Take the data below and copy exactly the lines starting at the one with "-3258,7 +3258,7 @@ class" and finishing at the one with "Just to leave", both included.
########################################
Issue #734, opened 2019-07-31
EdgeBatch.edges() call attempts tuple item assignment


lukovnikov:
## 🐛 Bug

TypeError: 'tuple' object does not support item assignment

## To Reproduce

```python
import dgl
import torch
g = dgl.DGLGraph()
g.add_nodes(11)
h = torch.rand(11, 7)
g.nodes[:].data["h"] = h
g.add_edges(list(range(10)), 10, {"etype": torch.ones(10)})
g.add_edges(list(range(10)), list(range(10)), {"etype": torch.zeros(10)})
qnodes = torch.tensor([10])
def edgefilter(eb: dgl.EdgeBatch):
    ret = (eb.edges()[1].unsqueeze(0) == qnodes.unsqueeze(1)).any(0)
    ret &= eb.data["etype"] == 1
    return ret

g.filter_edges(edgefilter)
```

This throws the above mentioned exception, from the call to EdgeView.edges()

## Expected behavior

Not to throw errors.

## Environment

 - DGL Version (e.g., 1.0): **0.3**
 - Backend Library & Version (e.g., PyTorch 0.4.1, MXNet/Gluon 1.3): **PyTorch 1.1.0**
 - OS (e.g., Linux): **Windows**
 - How you installed DGL (`conda`, `pip`, source):
 - Build command you used (if compiling from source):
 - Python version: **3.6**
 - CUDA/cuDNN version (if applicable): N/A
 - GPU models and configuration (e.g. V100): None
 - Any other relevant information:

yzh119:
@lukovnikov solved in #747 .

PR #747, opened 2019-08-07
[Bugfix] EdgeBatch.edges call attempts tuple item assignment

yzh119:
## Description
Related issue #734 .

## Checklist
- [x] Code is well-documented

## Changes
- python/dgl/udf.py
- python/dgl/graph.py
- tests/compute/test_udf.py

### DIFF
--- a/python/dgl/graph.py
+++ b/python/dgl/graph.py
@@ -3258,7 +3258,7 @@ class DGLGraph(DGLBaseGraph):
         """
         if is_all(edges):
             eid = ALL
-            u, v, _ = self._graph.edges()
+            u, v, _ = self._graph.edges('eid')
         elif isinstance(edges, tuple):
             u, v = edges
             u = utils.toindex(u)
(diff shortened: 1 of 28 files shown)


python/dgl/graph.py
```diff
@@ -3258,7 +3258,7 @@ def filter_edges(self, predicate, edges=ALL):
         """
         if is_all(edges):
             eid = ALL
-            u, v, _ = self._graph.edges()
```
jermainewang: Need it to be 'eid' order? By default, the order is arbitrary.

yzh119: I think it has to be eid order, if you check the logic in dgl/udf.py you will find we convert `ALL` placeholder to `F.arange(0, self._g.number_of_edges())`.
On C++ end, by default `edges()` would use `eid` order if order is not specified. But I think we should specify it here if we later changed the default behavior of `edges()`.

jermainewang:
Just to leave a note about the edge order. Since the graph is a set, there
is no intrinsic order. On the C++ side, it's better to keep the flexibility
that if the order argument is not given, then arbitrary order would be
returned. This is because the graph could be either csr or copying, which
is suitable for different types of orders. On the Python side, we should
choose which one to use smartly. For this PR, choosing Eid order seems to
be the right one.

PR #749, opened 2019-08-09
[Refactor] Decoupling ImmutableGraph from Kernels

BarclayII:
## Description
This PR attempts to decouple `ImmutableGraph` from Kernels as much as possible.  This is necessary for running fused message passing on heterogeneous graphs.

Actual kernel routines in C take in `CSRWrapper` references, which can be constructed from either `ImmutableGraph` or `Bipartite` in the future.

## Checklist
- [x] Code is well-documented

### DIFF
--- a/src/kernel/csr_interface.h
+++ b/src/kernel/csr_interface.h
@@ -8,6 +8,7 @@
 #define DGL_KERNEL_CSR_INTERFACE_H_
 
 #include <dgl/array.h>
+#include <dgl/runtime/c_runtime_api.h>
 
 namespace dgl {
 namespace kernel {
@@ -16,6 +17,8 @@ class CSRWrapper {
  public:
   virtual aten::CSRMatrix GetInCSRMatrix() const = 0;
   virtual aten::CSRMatrix GetOutCSRMatrix() const = 0;
+  virtual DGLContext Context() const = 0;
+  virtual int NumBits() const = 0;
 };
 
 };  // namespace kernel
--- a/src/kernel/csr_interface.h
+++ b/src/kernel/csr_interface.h
@@ -1,0 +1,24 @@
+/*!
+ *  Copyright (c) 2019 by Contributors
+ * \file kernel/csr_interface.h
+ * \brief Kernel common utilities
+ */
+
+#ifndef DGL_KERNEL_CSR_INTERFACE_H_
+#define DGL_KERNEL_CSR_INTERFACE_H_
+
+#include <dgl/array.h>
+
+namespace dgl {
+namespace kernel {
+
+class CSRWrapper {
+ public:
+  virtual aten::CSRMatrix GetInCSRMatrix() const = 0;
+  virtual aten::CSRMatrix GetOutCSRMatrix() const = 0;
+};
+
+};  // namespace kernel
+};  // namespace dgl
+
+#endif  // DGL_KERNEL_CSR_INTERFACE_H_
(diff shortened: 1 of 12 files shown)


src/kernel/csr_interface.h
```diff
@@ -0,0 +1,27 @@
...
+#ifndef DGL_KERNEL_CSR_INTERFACE_H_
+#define DGL_KERNEL_CSR_INTERFACE_H_
+
+#include <dgl/array.h>
+#include <dgl/runtime/c_runtime_api.h>
+
+namespace dgl {
+namespace kernel {
+
+class CSRWrapper {
```
jermainewang: Some brief docstring is appreciated.

ylfdq1118:
Looks good! @BarclayII 

I just have a few questions (maybe because I don't have enough context):
1. You added a new class called `CSRWrapper`. Is that assuming DGL kernel will only use CSR format? Currently, `ImmutableGraph` itself does not implying any storage format.
2. From https://github.com/dmlc/dgl/blob/4a0a7eba1d33aac52518a913b3dc90a0c088b9f6/src/kernel/binary_reduce.cc#L228
The `CSRWrapper` here is not really holding a CSR. Instead, it's holding a pointer to `ImmutableGraph` object, which is more general than a CSR. So the implementation here is a little bit not that straight-forward. I guess the reason here is because DGL kernels actually need two CSRs.
3. This wrapper is added at the level of kernel's CAPI
https://github.com/dmlc/dgl/blob/4a0a7eba1d33aac52518a913b3dc90a0c088b9f6/src/kernel/binary_reduce.cc#L385-L387
So it's assuming that the python code is still going to pass down an `ImmutableGraph` object. Then my question is how you are going to support HeteroGraph. Are you going to add another set of CAPIs to support HeteroGraph? If that's the case, python side also needs to duplicate code to invoke kernels for HeteroGraph?

BarclayII:
> 1. You added a new class called `CSRWrapper`. Is that assuming DGL kernel will only use CSR format? Currently, `ImmutableGraph` itself does not implying any storage format.

The object is merely to unify `ImmutableGraph` and `Bipartite` objects, as they don't have the same base class.  `ImmutableGraph` is wrapped with an `ImmutableGraphCSRWrapper`, and `Bipartite` would be wrapped with `BipartiteCSRWrapper`.  Of course, such wrapper can have another interface called `GetCOOMatrix`.

I discussed with @jermainewang and agreed that the ideal case would be refactor the code to unify `ImmutableGraph` and `Bipartite` to one single class, since they share most of the code.

> 2. From https://github.com/dmlc/dgl/blob/4a0a7eba1d33aac52518a913b3dc90a0c088b9f6/src/kernel/binary_reduce.cc#L228
>    
>    The `CSRWrapper` here is not really holding a CSR. Instead, it's holding a pointer to `ImmutableGraph` object, which is more general than a CSR. So the implementation here is a little bit not that straight-forward. I guess the reason here is because DGL kernels actually need two CSRs.

Yes.

> 3. This wrapper is added at the level of kernel's CAPI
>    https://github.com/dmlc/dgl/blob/4a0a7eba1d33aac52518a913b3dc90a0c088b9f6/src/kernel/binary_reduce.cc#L385-L387
>    
>    So it's assuming that the python code is still going to pass down an `ImmutableGraph` object. Then my question is how you are going to support HeteroGraph. Are you going to add another set of CAPIs to support HeteroGraph? If that's the case, python side also needs to duplicate code to invoke kernels for HeteroGraph?

You don't have to write two separate CAPIs.  The idea is to check the type of the passed argument during runtime:

https://github.com/dmlc/dgl/blob/ad60f4a70289f6165fcc067e931ee4b7f3f13264/src/kernel/binary_reduce.cc#L322-L342

PR #751, opened 2019-08-10
[Fix] Synchronize frame initializers for local_var and local_scope & Remove warning

mufeili:
## Description
Currently `local_var` and `local_scope` do not use the frame initializers of the original `_node_frame` and `_edge_frame`. This causes warnings about initializers even when we have initializers set, which can be confusing for example when using `nn modules`.

Also as discussed before, warnings about frame initializers are removed.

## Checklist
- [x] Code is well-documented

## Changes
- Synchronize frame initializers after the copy of frames
- Test cases are added

### DIFF
--- a/python/dgl/graph.py
+++ b/python/dgl/graph.py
########################################
Task output:
@@ -3258,7 +3258,7 @@ class DGLGraph(DGLBaseGraph):
         """
         if is_all(edges):
             eid = ALL
-            u, v, _ = self._graph.edges()
+            u, v, _ = self._graph.edges('eid')
         elif isinstance(edges, tuple):
             u, v = edges
             u = utils.toindex(u)
(diff shortened: 1 of 28 files shown)


python/dgl/graph.py
```diff
@@ -3258,7 +3258,7 @@ def filter_edges(self, predicate, edges=ALL):
         """
         if is_all(edges):
             eid = ALL
-            u, v, _ = self._graph.edges()
```
jermainewang: Need it to be 'eid' order? By default, the order is arbitrary.

yzh119: I think it has to be eid order, if you check the logic in dgl/udf.py you will find we convert `ALL` placeholder to `F.arange(0, self._g.number_of_edges())`.
On C++ end, by default `edges()` would use `eid` order if order is not specified. But I think we should specify it here if we later changed the default behavior of `edges()`.

jermainewang:
Just to leave a note about the edge order. Since the graph is a set, there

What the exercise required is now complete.